Within the data that follows, set down exactly the lines from the one containing "PR #19427, opened 2022-06-26" through the one containing "recipes to build", both ends included.
Segment Start: Recorded data
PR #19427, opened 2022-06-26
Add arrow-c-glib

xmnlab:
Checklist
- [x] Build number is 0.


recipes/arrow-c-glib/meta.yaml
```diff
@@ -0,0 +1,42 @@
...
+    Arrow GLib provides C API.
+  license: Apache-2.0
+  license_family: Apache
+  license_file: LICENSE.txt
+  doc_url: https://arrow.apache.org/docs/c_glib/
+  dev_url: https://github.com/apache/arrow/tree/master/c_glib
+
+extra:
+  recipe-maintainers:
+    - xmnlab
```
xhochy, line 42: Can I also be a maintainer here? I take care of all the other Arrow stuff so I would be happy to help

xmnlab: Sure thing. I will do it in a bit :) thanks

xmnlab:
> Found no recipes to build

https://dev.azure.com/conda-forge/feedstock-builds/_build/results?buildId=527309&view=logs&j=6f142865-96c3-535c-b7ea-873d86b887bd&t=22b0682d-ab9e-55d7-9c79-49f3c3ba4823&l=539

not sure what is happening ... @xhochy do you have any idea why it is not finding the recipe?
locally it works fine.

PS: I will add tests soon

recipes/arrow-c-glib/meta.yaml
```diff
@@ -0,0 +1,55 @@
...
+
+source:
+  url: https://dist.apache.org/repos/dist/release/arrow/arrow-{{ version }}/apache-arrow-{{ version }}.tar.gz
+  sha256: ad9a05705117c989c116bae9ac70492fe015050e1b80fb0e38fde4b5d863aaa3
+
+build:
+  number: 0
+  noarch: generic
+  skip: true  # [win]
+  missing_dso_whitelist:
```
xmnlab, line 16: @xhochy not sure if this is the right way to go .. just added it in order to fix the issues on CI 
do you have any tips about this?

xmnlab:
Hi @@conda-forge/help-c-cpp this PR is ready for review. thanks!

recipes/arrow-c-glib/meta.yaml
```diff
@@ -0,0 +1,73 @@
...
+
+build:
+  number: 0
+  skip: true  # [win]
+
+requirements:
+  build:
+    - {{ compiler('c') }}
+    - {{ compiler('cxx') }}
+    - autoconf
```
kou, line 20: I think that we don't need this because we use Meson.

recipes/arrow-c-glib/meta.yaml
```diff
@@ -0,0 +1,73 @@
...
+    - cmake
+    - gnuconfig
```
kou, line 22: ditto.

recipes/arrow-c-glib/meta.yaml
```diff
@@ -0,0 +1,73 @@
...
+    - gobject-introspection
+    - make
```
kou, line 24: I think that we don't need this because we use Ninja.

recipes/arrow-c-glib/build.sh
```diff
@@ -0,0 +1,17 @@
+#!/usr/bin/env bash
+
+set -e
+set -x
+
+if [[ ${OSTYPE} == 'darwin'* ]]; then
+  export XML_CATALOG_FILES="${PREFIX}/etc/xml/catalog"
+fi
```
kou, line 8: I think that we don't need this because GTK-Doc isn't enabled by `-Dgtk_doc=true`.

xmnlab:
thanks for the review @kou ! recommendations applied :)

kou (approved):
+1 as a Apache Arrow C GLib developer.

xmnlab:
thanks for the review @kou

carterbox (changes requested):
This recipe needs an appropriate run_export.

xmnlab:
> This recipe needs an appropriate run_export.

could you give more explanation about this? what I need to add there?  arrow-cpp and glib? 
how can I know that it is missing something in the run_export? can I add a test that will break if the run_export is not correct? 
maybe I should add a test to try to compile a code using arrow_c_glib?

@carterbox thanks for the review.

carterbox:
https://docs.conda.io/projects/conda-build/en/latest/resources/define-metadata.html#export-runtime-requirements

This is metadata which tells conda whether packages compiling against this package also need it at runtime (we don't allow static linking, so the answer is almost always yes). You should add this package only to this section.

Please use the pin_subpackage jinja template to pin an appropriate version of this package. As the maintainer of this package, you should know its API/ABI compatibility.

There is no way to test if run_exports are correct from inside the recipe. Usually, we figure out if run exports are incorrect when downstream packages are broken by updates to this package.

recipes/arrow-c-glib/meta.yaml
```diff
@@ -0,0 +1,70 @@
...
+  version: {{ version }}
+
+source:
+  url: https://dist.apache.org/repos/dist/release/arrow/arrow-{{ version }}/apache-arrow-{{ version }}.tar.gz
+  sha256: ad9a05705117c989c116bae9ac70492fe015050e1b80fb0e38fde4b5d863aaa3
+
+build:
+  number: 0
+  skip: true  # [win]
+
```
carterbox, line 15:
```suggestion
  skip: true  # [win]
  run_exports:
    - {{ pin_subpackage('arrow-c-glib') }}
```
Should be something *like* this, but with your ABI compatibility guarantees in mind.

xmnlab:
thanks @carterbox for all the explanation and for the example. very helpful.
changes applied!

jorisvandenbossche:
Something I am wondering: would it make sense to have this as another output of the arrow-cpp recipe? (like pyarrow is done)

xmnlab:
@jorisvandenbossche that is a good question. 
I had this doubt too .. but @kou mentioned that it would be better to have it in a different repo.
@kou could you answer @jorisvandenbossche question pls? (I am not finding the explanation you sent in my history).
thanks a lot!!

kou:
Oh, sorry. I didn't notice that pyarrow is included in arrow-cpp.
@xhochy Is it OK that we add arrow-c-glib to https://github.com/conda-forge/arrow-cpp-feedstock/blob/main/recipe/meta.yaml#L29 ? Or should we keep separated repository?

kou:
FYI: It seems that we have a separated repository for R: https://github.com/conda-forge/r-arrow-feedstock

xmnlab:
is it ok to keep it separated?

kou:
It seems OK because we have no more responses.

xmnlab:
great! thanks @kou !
Segment End: Recorded data
Segment Start: Recorded data
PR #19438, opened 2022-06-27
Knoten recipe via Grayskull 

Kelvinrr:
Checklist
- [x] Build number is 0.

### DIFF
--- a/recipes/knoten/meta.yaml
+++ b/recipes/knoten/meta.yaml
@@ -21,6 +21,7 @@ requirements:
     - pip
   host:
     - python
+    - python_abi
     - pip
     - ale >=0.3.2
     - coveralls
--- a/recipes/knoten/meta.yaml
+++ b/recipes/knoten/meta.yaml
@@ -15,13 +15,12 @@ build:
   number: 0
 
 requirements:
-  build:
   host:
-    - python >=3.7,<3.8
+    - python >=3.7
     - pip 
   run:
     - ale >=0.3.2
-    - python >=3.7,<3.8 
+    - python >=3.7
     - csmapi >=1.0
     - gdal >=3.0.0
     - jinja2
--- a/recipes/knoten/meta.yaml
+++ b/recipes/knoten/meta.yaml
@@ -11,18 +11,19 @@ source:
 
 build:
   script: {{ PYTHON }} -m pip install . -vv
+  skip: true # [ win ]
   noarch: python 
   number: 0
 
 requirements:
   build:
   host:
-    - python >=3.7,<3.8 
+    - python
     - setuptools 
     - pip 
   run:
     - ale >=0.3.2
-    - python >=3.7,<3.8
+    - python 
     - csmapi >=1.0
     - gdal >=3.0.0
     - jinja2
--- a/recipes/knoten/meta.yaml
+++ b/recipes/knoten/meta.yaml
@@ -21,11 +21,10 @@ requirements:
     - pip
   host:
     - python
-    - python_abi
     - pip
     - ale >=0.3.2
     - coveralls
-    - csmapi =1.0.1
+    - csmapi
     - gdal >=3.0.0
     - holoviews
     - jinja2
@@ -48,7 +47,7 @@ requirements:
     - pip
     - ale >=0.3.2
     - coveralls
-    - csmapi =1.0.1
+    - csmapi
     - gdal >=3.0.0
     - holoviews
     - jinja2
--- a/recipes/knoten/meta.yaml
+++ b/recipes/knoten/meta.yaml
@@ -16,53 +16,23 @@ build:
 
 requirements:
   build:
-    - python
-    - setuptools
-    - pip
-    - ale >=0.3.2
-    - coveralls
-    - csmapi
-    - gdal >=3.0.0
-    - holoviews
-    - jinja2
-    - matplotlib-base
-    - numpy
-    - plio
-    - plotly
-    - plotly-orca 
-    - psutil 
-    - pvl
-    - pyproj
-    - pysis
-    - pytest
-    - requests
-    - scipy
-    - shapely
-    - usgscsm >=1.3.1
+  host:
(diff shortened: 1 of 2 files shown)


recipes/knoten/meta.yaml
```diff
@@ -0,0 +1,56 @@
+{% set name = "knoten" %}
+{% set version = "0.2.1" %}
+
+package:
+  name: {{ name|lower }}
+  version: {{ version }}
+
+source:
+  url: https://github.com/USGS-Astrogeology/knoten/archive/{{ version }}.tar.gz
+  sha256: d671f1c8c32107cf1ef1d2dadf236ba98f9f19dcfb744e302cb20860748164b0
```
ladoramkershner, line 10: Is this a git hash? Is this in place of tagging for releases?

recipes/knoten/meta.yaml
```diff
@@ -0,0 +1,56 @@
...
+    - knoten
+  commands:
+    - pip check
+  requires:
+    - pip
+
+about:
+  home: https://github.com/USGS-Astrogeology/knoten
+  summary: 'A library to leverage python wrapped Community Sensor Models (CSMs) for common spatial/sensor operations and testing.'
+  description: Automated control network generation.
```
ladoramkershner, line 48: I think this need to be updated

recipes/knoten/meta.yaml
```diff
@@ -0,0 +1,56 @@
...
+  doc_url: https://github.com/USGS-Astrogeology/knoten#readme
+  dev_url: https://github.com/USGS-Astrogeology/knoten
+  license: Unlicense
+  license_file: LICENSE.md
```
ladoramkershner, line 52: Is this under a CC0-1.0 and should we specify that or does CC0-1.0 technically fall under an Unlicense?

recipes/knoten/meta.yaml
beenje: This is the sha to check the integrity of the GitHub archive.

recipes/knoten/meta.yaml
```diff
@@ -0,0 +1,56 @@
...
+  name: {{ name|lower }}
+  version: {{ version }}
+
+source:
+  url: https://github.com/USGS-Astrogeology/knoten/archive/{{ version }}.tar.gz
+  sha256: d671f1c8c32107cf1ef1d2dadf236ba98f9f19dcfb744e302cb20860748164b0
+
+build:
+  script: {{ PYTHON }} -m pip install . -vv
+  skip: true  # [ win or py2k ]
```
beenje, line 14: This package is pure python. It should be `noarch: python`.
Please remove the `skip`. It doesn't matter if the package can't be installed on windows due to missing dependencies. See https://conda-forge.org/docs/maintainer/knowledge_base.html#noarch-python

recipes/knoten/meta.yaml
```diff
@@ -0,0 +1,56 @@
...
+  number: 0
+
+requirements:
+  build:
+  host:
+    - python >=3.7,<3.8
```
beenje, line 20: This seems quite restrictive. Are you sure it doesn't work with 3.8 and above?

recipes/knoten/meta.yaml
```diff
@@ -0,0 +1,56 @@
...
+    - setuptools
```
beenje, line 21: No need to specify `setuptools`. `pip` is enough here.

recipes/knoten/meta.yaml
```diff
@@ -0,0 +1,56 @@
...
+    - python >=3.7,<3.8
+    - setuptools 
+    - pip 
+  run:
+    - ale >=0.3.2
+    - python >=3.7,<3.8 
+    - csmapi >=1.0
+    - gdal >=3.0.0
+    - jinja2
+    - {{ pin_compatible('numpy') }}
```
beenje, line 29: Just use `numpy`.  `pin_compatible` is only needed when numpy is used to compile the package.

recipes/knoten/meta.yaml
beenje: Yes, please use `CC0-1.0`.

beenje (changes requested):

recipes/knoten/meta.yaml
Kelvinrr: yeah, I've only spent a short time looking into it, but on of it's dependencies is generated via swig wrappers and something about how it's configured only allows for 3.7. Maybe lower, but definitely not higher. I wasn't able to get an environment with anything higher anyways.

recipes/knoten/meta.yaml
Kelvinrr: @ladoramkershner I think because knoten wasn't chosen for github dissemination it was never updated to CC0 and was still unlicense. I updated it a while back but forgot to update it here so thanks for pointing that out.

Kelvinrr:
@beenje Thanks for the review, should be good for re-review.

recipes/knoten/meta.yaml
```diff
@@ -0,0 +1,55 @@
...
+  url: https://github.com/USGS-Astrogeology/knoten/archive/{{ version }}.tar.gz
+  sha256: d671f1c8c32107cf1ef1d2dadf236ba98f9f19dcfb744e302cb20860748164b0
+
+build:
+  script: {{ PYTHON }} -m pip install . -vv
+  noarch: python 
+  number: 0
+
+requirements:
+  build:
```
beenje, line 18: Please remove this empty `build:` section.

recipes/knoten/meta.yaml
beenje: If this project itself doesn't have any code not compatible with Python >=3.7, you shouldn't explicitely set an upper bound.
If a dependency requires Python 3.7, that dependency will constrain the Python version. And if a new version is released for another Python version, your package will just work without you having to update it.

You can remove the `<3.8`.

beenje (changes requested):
Segment End: Recorded data
Segment Start: Recorded data
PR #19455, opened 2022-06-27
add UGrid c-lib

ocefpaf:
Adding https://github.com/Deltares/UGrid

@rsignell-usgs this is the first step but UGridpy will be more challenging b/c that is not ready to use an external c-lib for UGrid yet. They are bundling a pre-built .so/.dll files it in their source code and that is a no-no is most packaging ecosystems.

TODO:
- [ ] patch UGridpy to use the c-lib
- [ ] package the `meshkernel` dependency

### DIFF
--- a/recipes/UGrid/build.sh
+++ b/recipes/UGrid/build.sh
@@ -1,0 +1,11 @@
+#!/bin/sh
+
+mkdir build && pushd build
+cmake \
Segment End: Recorded data
Response —
PR #19427, opened 2022-06-26
Add arrow-c-glib

xmnlab:
Checklist
- [x] Build number is 0.


recipes/arrow-c-glib/meta.yaml
```diff
@@ -0,0 +1,42 @@
...
+    Arrow GLib provides C API.
+  license: Apache-2.0
+  license_family: Apache
+  license_file: LICENSE.txt
+  doc_url: https://arrow.apache.org/docs/c_glib/
+  dev_url: https://github.com/apache/arrow/tree/master/c_glib
+
+extra:
+  recipe-maintainers:
+    - xmnlab
```
xhochy, line 42: Can I also be a maintainer here? I take care of all the other Arrow stuff so I would be happy to help

xmnlab: Sure thing. I will do it in a bit :) thanks

xmnlab:
> Found no recipes to build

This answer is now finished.